Directions: Only the lines that hold the word "tagging" are wanted from this listing.

Exercise input:
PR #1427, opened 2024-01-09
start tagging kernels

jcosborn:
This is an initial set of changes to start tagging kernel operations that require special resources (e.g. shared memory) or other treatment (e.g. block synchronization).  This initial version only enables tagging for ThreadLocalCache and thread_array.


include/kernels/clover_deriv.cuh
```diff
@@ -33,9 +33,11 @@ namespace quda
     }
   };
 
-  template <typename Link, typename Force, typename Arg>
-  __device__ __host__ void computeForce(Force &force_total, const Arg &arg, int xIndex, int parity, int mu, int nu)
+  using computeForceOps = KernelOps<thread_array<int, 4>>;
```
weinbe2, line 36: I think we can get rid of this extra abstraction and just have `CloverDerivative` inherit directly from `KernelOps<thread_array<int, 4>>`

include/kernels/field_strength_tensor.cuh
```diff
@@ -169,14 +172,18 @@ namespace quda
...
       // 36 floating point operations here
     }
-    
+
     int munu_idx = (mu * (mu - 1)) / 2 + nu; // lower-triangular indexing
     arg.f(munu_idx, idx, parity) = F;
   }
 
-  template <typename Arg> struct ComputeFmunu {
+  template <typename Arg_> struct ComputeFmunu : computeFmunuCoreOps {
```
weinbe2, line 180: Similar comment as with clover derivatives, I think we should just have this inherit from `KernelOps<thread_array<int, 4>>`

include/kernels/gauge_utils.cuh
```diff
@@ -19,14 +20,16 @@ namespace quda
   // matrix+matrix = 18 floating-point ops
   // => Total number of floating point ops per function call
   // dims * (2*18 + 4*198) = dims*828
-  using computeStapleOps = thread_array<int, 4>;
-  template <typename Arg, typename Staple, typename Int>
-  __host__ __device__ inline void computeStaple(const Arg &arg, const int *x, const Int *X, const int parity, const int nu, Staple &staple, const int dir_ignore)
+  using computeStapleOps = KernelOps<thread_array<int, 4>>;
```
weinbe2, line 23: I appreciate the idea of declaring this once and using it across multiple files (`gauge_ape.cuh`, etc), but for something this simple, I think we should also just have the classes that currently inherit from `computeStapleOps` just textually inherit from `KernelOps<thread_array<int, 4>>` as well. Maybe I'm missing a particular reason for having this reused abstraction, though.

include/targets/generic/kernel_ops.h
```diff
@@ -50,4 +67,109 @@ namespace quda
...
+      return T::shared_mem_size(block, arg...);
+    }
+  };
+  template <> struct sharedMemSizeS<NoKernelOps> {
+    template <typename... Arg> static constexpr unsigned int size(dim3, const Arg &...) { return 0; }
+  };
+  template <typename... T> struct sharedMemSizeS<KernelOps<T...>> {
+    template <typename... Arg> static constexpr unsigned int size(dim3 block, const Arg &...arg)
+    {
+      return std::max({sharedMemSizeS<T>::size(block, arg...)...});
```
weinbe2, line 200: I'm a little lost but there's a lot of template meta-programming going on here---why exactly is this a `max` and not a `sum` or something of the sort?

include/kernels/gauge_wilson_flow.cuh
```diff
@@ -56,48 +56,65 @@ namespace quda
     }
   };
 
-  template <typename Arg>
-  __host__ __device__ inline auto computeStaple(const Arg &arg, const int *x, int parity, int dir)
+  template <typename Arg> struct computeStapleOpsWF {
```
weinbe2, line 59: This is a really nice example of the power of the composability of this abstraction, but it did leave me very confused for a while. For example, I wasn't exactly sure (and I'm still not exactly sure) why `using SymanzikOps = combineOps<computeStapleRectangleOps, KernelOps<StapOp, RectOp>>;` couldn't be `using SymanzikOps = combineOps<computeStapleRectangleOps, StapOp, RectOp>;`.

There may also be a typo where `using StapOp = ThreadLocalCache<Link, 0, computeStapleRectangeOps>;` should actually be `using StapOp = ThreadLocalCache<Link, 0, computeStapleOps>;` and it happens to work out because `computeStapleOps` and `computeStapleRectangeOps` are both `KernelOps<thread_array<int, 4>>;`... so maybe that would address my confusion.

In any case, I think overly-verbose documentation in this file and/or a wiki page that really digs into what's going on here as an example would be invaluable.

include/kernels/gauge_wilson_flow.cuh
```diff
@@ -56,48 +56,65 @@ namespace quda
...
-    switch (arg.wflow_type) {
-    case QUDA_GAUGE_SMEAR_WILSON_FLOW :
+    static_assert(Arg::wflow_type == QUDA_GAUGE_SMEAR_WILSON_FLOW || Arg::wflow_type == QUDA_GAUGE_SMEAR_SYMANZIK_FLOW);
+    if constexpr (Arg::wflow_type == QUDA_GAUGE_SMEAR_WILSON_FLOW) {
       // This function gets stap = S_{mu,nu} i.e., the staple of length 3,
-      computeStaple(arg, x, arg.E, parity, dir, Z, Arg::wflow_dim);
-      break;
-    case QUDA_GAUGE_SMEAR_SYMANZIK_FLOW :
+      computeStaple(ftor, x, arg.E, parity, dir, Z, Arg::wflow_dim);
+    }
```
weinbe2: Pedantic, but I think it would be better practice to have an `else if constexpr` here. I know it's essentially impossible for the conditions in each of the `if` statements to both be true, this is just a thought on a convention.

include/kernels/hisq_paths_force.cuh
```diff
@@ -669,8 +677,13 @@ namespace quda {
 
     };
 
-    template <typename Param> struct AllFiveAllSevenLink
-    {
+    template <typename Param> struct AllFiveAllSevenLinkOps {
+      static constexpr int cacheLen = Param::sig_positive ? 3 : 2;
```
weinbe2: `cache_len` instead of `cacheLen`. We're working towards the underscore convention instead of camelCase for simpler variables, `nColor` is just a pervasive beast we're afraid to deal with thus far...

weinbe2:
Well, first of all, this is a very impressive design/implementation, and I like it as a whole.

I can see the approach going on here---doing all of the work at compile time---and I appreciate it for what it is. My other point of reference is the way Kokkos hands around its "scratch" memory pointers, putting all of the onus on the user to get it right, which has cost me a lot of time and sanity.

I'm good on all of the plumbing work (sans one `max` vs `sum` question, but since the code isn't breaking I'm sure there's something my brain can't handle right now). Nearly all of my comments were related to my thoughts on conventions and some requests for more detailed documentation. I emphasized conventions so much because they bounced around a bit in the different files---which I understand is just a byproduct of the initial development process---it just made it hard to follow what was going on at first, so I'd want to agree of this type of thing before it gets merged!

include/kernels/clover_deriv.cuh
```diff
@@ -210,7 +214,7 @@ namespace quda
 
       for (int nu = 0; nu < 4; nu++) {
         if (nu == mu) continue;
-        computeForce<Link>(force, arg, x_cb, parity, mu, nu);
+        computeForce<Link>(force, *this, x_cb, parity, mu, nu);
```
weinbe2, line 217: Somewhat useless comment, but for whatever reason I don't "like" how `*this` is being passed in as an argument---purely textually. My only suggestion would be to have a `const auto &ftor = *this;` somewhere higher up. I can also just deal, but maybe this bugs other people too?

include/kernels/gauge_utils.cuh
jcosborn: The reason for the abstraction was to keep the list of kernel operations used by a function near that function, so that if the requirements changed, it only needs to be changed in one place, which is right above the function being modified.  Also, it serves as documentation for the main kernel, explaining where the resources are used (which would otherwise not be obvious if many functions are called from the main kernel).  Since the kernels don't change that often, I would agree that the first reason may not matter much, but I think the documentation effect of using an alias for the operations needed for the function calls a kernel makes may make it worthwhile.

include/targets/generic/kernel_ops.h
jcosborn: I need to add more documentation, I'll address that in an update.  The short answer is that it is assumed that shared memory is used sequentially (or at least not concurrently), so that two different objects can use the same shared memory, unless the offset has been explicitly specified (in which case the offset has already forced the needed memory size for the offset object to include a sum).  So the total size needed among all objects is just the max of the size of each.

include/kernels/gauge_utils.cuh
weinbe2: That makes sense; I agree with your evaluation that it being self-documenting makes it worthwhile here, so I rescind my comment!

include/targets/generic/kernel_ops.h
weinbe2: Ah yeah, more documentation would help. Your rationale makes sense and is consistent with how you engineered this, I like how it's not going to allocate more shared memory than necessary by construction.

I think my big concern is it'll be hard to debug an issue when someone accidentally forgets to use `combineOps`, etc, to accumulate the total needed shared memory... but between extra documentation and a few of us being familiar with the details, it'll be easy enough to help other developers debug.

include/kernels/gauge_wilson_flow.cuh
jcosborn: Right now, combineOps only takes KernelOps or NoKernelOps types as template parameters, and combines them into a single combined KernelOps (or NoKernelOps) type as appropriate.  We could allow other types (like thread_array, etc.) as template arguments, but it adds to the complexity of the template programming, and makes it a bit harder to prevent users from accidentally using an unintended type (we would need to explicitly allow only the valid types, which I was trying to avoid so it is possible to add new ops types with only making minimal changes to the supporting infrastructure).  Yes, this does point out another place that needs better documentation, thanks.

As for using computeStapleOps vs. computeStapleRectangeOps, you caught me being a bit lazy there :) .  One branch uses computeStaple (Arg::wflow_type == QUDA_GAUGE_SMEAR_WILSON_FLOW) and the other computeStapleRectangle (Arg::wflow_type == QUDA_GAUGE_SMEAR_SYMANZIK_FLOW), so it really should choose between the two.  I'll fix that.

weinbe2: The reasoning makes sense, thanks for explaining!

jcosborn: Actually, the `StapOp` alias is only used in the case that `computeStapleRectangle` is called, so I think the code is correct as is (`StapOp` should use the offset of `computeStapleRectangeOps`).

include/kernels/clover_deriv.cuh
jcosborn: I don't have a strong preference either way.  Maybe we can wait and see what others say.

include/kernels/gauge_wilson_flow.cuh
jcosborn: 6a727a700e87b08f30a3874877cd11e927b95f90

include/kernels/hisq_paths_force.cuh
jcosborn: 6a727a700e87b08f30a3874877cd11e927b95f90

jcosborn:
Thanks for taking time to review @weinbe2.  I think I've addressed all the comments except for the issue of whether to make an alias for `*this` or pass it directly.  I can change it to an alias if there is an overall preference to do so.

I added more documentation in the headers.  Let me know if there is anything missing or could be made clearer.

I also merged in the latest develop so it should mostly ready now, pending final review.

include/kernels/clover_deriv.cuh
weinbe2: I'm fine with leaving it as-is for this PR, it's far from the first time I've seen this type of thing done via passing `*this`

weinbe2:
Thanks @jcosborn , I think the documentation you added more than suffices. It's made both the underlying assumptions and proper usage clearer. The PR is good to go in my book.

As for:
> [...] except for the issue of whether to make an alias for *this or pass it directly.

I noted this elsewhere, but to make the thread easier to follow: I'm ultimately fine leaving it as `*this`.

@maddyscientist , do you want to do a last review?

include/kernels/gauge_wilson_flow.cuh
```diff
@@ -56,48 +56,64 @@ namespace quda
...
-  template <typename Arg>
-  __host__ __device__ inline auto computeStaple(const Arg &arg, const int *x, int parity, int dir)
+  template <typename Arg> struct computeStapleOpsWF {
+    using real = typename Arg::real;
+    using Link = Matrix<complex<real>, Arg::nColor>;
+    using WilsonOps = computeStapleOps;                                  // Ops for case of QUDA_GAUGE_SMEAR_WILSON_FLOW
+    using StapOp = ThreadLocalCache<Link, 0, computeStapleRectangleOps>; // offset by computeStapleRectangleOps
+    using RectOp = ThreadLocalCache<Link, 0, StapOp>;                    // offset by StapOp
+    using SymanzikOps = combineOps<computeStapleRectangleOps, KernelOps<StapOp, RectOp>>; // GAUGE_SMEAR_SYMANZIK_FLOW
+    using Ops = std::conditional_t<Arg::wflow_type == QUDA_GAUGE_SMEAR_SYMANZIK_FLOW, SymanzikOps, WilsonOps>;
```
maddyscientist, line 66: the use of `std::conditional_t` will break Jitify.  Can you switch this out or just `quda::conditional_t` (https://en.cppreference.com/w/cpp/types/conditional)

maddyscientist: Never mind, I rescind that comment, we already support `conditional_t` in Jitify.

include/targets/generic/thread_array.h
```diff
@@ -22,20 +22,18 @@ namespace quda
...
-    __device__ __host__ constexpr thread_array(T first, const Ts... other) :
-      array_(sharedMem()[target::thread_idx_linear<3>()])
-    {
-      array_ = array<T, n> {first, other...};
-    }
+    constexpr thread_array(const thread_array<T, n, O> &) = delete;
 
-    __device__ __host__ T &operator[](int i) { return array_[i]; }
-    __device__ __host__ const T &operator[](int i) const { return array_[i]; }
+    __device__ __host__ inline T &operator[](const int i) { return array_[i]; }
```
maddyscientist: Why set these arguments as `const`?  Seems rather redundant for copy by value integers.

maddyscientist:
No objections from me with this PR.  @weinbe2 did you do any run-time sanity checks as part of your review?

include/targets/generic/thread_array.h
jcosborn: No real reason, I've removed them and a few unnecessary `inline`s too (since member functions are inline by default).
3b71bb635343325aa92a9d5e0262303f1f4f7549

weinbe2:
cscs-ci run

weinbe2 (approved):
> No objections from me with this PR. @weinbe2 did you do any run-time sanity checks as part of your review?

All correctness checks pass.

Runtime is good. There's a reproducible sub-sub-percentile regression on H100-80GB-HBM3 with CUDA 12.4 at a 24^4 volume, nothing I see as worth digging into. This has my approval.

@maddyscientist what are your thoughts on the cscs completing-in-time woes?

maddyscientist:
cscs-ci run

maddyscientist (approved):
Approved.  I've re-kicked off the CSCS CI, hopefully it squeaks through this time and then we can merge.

Exercise result:
start tagging kernels
This is an initial set of changes to start tagging kernel operations that require special resources (e.g. shared memory) or other treatment (e.g. block synchronization).  This initial version only enables tagging for ThreadLocalCache and thread_array.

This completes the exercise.